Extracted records
-- Opening Marker --
PR #12764, opened 2026-03-19
Various AI fixes

KungCheops:
Exploring units will not heal and will try not to end their turn in non-friendly city state territory.

Improve AI danger calculations for exploring units.

Performance improvement for explorers, skip an unnecessary pathfinding call.

Fix incorrect distance calculation when evaluating exploration plots.


azum4roll:
Can they still pass through? With rules like early ships going through oceans.

KungCheops:
> Can they still pass through? With rules like early ships going through oceans.

They can

PR #12766, opened 2026-03-20
Let modded Inca still settle on Mountains

Hokath:
I was missing this update of the new civilian-only mountain passing in the SiteEvaluation method that gets called to decide if Founding is an allowed action (this is the one that gets overridden if there is a road on the tile)

### DIFF
--- a/CvGameCoreDLL_Expansion2/CvSiteEvaluationClasses.cpp
+++ b/CvGameCoreDLL_Expansion2/CvSiteEvaluationClasses.cpp
@@ -80,7 +80,7 @@ bool CvCitySiteEvaluator::CanFoundCity(const CvPlot* pPlot, const CvPlayer* pPla
 
 	if(!pPlot->isValidMovePlot(pPlayer ? pPlayer->GetID() : NO_PLAYER ))
 	{
-		if (!pPlot->IsMountain() || !pPlayer->WorkersMountainPass())
+		if (!pPlot->isMountain() || !pPlayer->WorkersMountainPass())
 			return false;
 	}
 


azum4roll:
This is awkward. The existing code doesn't factor in any unit-specific movement when deciding whether one can found on a plot, so this is something that can never be enabled by promotions. The only solution is your hacky WorkersMountainPass but that's linked to workers, not settlers. What if some modder decides to allow settlers to cross mountains but not workers? Or the promotion comes from policies/beliefs/buildings/events/natural wonders etc.?

Hokath:
Yes WorkersMountainPass is a bit hacky. Better would be CivilianMountainPass and best probably UnitClassMountainPass?

azum4roll:
I dunno. Is there a reason we must skip site evaluation on invalid move plots? What if we skip that check and then check it at whatever's calling CvPlayer::getPlotFoundValue() while a unit is present?

A list of functions that need modified:
- CvAIOperationCivilianFoundCity::PerformMission()
- CvAIOperationCivilianFoundCity::FindBestTargetForUnit()
- CvHomelandAI::ExecuteFirstTurnSettlerMoves()
- CvHomelandAI::ExecuteOpportunisticSettlementMoves()
- CvLuaPlayer::lGetRecommendedFoundCityPlots()

There are also a few CvEconomicAI functions that call `CvPlayer::HaveGoodSettlePlot()`, but it's rare that the only good settle plots are mountains so we should be able to safely ignore it.

Hokath:
Let me start a new branch for that.
It would be good to have this fix temporarily for the playtest

Hokath:
- CvAIOperationCivilianFoundCity::PerformMission()
This one calls the unit method
`if(pSettler && pSettler->canFoundCity(pCityPlot) && pSettler->plot() == pCityPlot && pSettler->canMove())`
which only calls the player method (and the site eval via that) if the plot can be moved into
```if (pPlot)
	{
		if (!canMoveInto(*pPlot, CvUnit::MOVEFLAG_DESTINATION))
			return false;

		if (!GET_PLAYER(getOwner()).canFoundCityExt(pPlot->getX(), pPlot->getY(), bIgnoreDistanceToExistingCities, bIgnoreHappiness, toolTipSink))
			return false;
	}
```

So I don't think this one needs changing?

- CvAIOperationCivilianFoundCity::FindBestTargetForUnit
This one gets the plot it will evaluate as 
`CvPlot* pNewTarget = GET_PLAYER(m_eOwner).GetBestSettlePlot(pUnit, this);`
which does a loop where it exits if it hits the condition
`if(pUnit && (!pUnit->canFoundCity(pPlot) || !pUnit->canMoveInto(*pPlot)))`
And so that doesn't need to change either?
(and this check !pUnit->CanMoveInto is redundant?)

Hokath:
Both the HomelandAI methods go through the Unit call as well.

The LuaPlayer one doesn't, it has the check like
```
// Can't actually found here!
if(!pkPlayer->canFoundCity(iPlotX, iPlotY))
    continue;
```
so we need to change that to 
```
// Can't actually found here!
if(!pFoundingUnit->canFoundCity(pPlot))
    continue;
```

Issue #12773, opened 2026-03-21
5.2_Multiplayer_***Plot Unit Desync*** and Passing Null error


Cyclopia31:
### 1. Mod version

5.2

### 2. Installed Components

Vox Populi with EUI

### 3. Additional mods used

None, Modpack: https://drive.google.com/file/d/1KH-owPTl_pjGM2KJOAflABzGOTROXqyK/view?usp=drive_link

### 4. Describe the Issue

I am playing a game with two human players. 
I decided to start the game in medieval era so players start with 2 settlers each.
When a human player or an AI player use one of their settler I am getting these messages:

<img width="260" height="81" alt="Image" src="https://github.com/user-attachments/assets/e5cda84d-f6ad-4aa7-9c4f-5ac719d7219a" />

So it happened the first turn.

On the second turn during the AI turn I got also a lot of messages, some look like the first issue, and also a "Passing NULL":

<img width="253" height="83" alt="Image" src="https://github.com/user-attachments/assets/5baf9893-a9a4-4e50-b859-d9f2346304c1" />

You can just play some turns to get them if you want to repeat the errors.

### 5. Save Game From 1 Turn Before (ALWAYS ATTACH THIS IF POSSIBLE)

Here the logs and saves from both players: 

[5.2_MultiplayerTest.zip](https://github.com/user-attachments/files/26157635/5.2_MultiplayerTest.zip)

Thanks a lot !

Cyclopia31:
I continued playing for a while, and it seems the error "*** PLOT UNIT DESYNC *** removeUnit: unit" consistently triggers whenever a unit is consumed or killed. I encountered this error while using settlers, workboats, killing units, deleting (and presumably losing) units.

Cyclopia31:
Were these issues "real" or false positives? I wonder if they are related to this one: https://github.com/LoneGazebo/Community-Patch-DLL/issues/12595 !

axatin:
I added the logging for issues like the one you linked. The messages you reported here were harmless, though.

Cyclopia31:
@axatin The problem is that players are spammed every turn with these "removeUnit: unit" messages, and I'm afraid that "real" errors will be drowned out by these messages (the error can fire like 60 times per AI turn). Do you think it is possible to hide only the error relative to "removeUnit: unit" while keeping the new logging for other potential errors ? Still the case in 5.2.1.

axatin:
Oh, I forgot to include the fix that removed them

[...]

Issue #12759, opened 2026-03-19
Hard Game CTD


Stalker012345:
### 1. Mod version

5.2

### 2. Installed Components

Vox Populi with EUI

### 4. Describe the Issue

Hard crash at the end of the turn.

### 5. Save Game From 1 Turn Before (ALWAYS ATTACH THIS IF POSSIBLE)

[Save_Game.zip](https://github.com/user-attachments/files/26105905/Save_Game.zip)

### 6. Logs (ALWAYS ATTACH THESE IF POSSIBLE)

[Logs.zip](https://github.com/user-attachments/files/26105906/Logs.zip)

Stalker012345:
I tried rerunning one more turn behind, and this time generated this error:

<img width="697" height="547" alt="Image" src="https://github.com/user-attachments/assets/4d646135-3b78-4d9a-b3b5-736d820f058f" />

schnetziomi5:
Aww. I found the problem too, but you were faster making a fix, Axatin :)
The string one I either can't reproduce from any of the posted savegames or, worse, the post savegames crash during load, which I interpret as a malformed save possibly caused by corrupted memory??

Issue #12758, opened 2026-03-18
Heap Corruption


ArefSadeghi:
### 1. Mod version

5.2

### 2. Installed Components

Vox Populi with EUI

### 3. Additional mods used

Milae's WASD

### 4. Describe the Issue

<img width="1920" height="1080" alt="Image" src="https://github.com/user-attachments/assets/f9c04fa4-1f27-430b-bbb4-97a8894dabfb" />

### 5. Save Game From 1 Turn Before (ALWAYS ATTACH THIS IF POSSIBLE)

[AutoSave_Post_0072 BC-2920.zip](https://github.com/user-attachments/files/26101163/AutoSave_Post_0072.BC-2920.zip)

### 6. Logs (ALWAYS ATTACH THESE IF POSSIBLE)

[Logs.zip](https://github.com/user-attachments/files/26101190/Logs.zip)

axatin:
I can't reproduce this. @ArefSadeghi Can you try if you get the error again when loading the save file?

m4dr0b0t:
i have the same exact issue, do i need to creat a "new issue"post ?

axatin:
Not necessary, I assume it's always the same cause

Issue #12755, opened 2026-03-18
Assertion failed, no crash


Iexhu:
### 1. Mod version

5.2

### 2. Installed Components

Vox Populi with EUI (43 Civ version)

### 3. Additional mods used

Extra mods; quick turns and ethnic units

### 4. Describe the Issue

![Image](https://github.com/user-attachments/assets/dc79d7af-7a74-40b3-8c8c-b6bc091e8871)

### 5. Save Game From 1 Turn Before (ALWAYS ATTACH THIS IF POSSIBLE)

[Was.zip](https://github.com/user-attachments/files/26083857/Was.zip)

### 6. Logs (ALWAYS ATTACH THESE IF POSSIBLE)

[Logs.zip](https://github.com/user-attachments/files/26083943/Logs.zip)

bsesar:
Already reported in #12751.

PR #12775, opened 2026-03-22
Fix malformed CvString declaration ('passing NULL to std:string' assert)

schnetziomi5:
The compiler used to generate the release .dlls interpreted `CvString strName = NULL` as `CvString strName = CvString((char*)NULL)` for the 5.1.4 version, for some reason breaking with the previous versions interpretation as `CvString strName = CvString((int)NULL)`. Github's builds and potentially local ones were unaffected.

`CvString strName = NULL` is not properly defined and should just be `CvString strName;`

I used notepads file search function with the regular expression search mask: 
`CvString\s+([a-zA-Z0-9_]*)\s*=\s*NULL`
but it seems CvUnit:616 is the only location where such a construct was used.

Should fix the "passing NULL to std:string" assert popup (but nothing else) reported in these issues:
#12751 
#12773 
#12759 
#12758 
#12755


schnetziomi5:
Regretfully I forgot to mention the crucial help of @Matrx50 on discord, who patiently followed my instructions to generate a debug call stack. Many thanks!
-- Closing Marker --
*Your assignment*: The lines from the one containing "Fix malformed CvString" through the last line of the records are to be transcribed exactly, with nothing else added.

*Task response*:
Fix malformed CvString declaration ('passing NULL to std:string' assert)

schnetziomi5:
The compiler used to generate the release .dlls interpreted `CvString strName = NULL` as `CvString strName = CvString((char*)NULL)` for the 5.1.4 version, for some reason breaking with the previous versions interpretation as `CvString strName = CvString((int)NULL)`. Github's builds and potentially local ones were unaffected.

`CvString strName = NULL` is not properly defined and should just be `CvString strName;`

I used notepads file search function with the regular expression search mask: 
`CvString\s+([a-zA-Z0-9_]*)\s*=\s*NULL`
but it seems CvUnit:616 is the only location where such a construct was used.

Should fix the "passing NULL to std:string" assert popup (but nothing else) reported in these issues:
#12751 
#12773 
#12759 
#12758 
#12755


schnetziomi5:
Regretfully I forgot to mention the crucial help of @Matrx50 on discord, who patiently followed my instructions to generate a debug call stack. Many thanks!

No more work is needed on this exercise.